Structural biology is concerned with the molecular structure of biological macromolecules as proteins, RNA, and DNA. It is a branch of molecular biology, biochemistry, and biophysics. Macromolecules are responsible for carrying out most cell functions, but they can perform their functions only by coiling into specific three-dimensional shapes. Scientists can’t see the structure of biomolecules even with the most advanced light microscopes because they are too small to see in detail.
However, since the development of technology and AI, it has become slightly easy to determine the 3D structures of biological molecules. Recent research in structural biology at Stanford was able to determine the structure of proteins and RNAs accurately. The study is published in two papers: Hierarchical, rotation-equivariant neural networks to select structural models of protein complexes that appeared in Proteins in December 2020, and the second account is titled Geometric deep learning of RNA structure that appeared in Science on August 27, 2021.
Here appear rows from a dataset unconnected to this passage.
PR #28091, opened 2019-09-30
HLTTauDQM: moved some warnings behind a verbose flag

slehti:
#### PR description:

HLTTauDQM was filling logs with warnings. Those warnings are now moved behind a verbose parameter, false by default. 

#### PR validation:

Tested that the Verbose flag disables/enables the warning printouts with false/true.

### DIFF
--- a/DQMOffline/Trigger/src/HLTTauDQMPath.cc
+++ b/DQMOffline/Trigger/src/HLTTauDQMPath.cc
@@ -203,9 +203,10 @@ namespace {
     if (pset.existsAs<int>(parameterName))
       return pset.getParameter<int>(parameterName);
     else {
-      if(verbose)
-      edm::LogWarning("HLTTauDQMOfflineSource") << "No parameter '" << parameterName << "' in configuration of filter "
-                                                << filterName << " pset " << pset.dump() << std::endl;
+      if (verbose)
+        edm::LogWarning("HLTTauDQMOfflineSource")
+            << "No parameter '" << parameterName << "' in configuration of filter " << filterName << " pset "
+            << pset.dump() << std::endl;
       return 0;
     }
   }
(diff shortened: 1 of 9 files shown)


jfernan2:
please test

jfernan2:
+1

DQMOffline/Trigger/src/HLTTauDQMPath.cc
```diff
@@ -197,13 +197,16 @@ namespace {
...
-                       const std::string& parameterName) {
+                       const std::string& parameterName,
+                       bool verbose) {
     const edm::ParameterSet& pset = HLTCP.modulePSet(filterName);
     if (pset.existsAs<int>(parameterName))
       return pset.getParameter<int>(parameterName);
     else {
-      edm::LogWarning("HLTTauDQMOfflineSource") << "No parameter '" << parameterName << "' in configuration of filter "
-                                                << filterName << " pset " << pset.dump() << std::endl;
+      if (verbose)
```
fabiocos: @slehti @jfernan2 sorry, isn't this exercise a complex way to downgrade a LogWarning to a LogInfo?

fabiocos: @slehti @jfernan2 ping

slehti: I did not want to change any LogWarnings into LogInfo, only to have a way to silence some warnings. And to have them available when needed. We need to fix a long standing problem in many RelVal workflows coming from HLTTau DQM modules: warnings are flooding the logs (since a long time).

fabiocos:
@slehti @jfernan2 sorry, I would like to understand the strategy behind this PR: are we trying to solve the problem of an incorrect input to the module, or just to hide it under the carpet? ```LogWarning``` is a quite high level message, meaning there is something preventing the code to properly work. Effectively switching off with a ```verbose``` flag is not different than turning it to a ```LogInfo``` that is normally ignored by the usual MessageLogger settings that we use, and that is an equivalent but simpler solution. 

As far as I can see this PR is not helping in running correctly the module. At this point why not just switch it off, if at the end it will anyway produce empty histograms?

DQMOffline/Trigger/src/HLTTauDQMPath.cc
slehti: Timeline: as soon as possible.

jfernan2: Then I believe @fabiocos is right: we should not sweep under the carpet

fabiocos:
hold

fabiocos:
@slehti @jfernan2 what is the plan for this issue? Are we expecting a real solution at some point? I do not see much the point of keeping this PR open in this way.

Ron O. Dror, Ph.D., associate professor of computer science, led the first study published in Proteins. The second study was co-led by Dror and Rhiju Das, Ph.D., associate professor of biochemistry. Assisting in both studies were Stanford University Ph.D. students, Stephan Eismann and Raphael Townshend. Both the studies used an ML Algorithm to predict the 3D structures of biological molecules accurately.
“Structural biology, which is the study of the shapes of molecules, has this mantra that structure determines function,” said Townshend. The accurate prediction of the molecular structure has implications in informed drug design practices and fundamental biological research. It also allows researchers to explain how different molecules work.
The researchers let the algorithm discover what features make a structural prediction more or less accurate to ensure there is no bias towards certain features if given as an input. “The problem with these hand-crafted features in an algorithm is that the algorithm becomes biased towards what the person who picks these features thinks is important, and you might miss some information that you would need to do better,” said Eismann.
In this process, the algorithm recovered features that researchers knew and also discovered new characteristics. After applying the ML algorithm to proteins, researchers tested it on ‘RNA puzzles.’ The tool outperformed all the other puzzle participants.
But why does a protein’s shape matter? The structure or shape of a protein determines its interaction with other molecules and also its function. For instance, we know now that antibodies are shaped like a Y, and DNA polymerase III is donut-shaped. The Y shape of antibodies helps the immune-system protein bind with foreign molecules such as bacteria or viruses with one end while supplying other immune-system proteins with the other. Whereas misfolded or misshapen proteins lead to diseases, and they stop functioning correctly. Parkinson’s disease, Alzheimer’s disease, and cystic fibrosis are examples of diseases caused by misfolded proteins.
Structure-based understanding of proteins is imperative for developing certain drugs as they work by either supporting or blocking the activity of specific proteins. For instance, researchers will have to use structures to understand how two proteins work together to turn off or alter one protein. This method was used to develop protease inhibitors, anti-HIV drugs. Since HIV protease keeps the virus alive, researchers used the structure design to determine molecules that block HIV protease.
In the study by Stanford researchers, the resulting scoring function substantially outperformed previous methods. The algorithm could consistently produce the best results in community-wide blind RNA structure prediction challenges. The ML algorithm uses only atomic coordinates as inputs and was trained in only 18 currently known RNA structures. Yet, it could effectively overcome a major limitation of standard deep neural networks in structural biology. The algorithm was initially used to determine protein structure, and it doesn’t use any RNA-specific information. The approach can apply to solving diverse problems in biochemistry, structural biology, materials science, and beyond.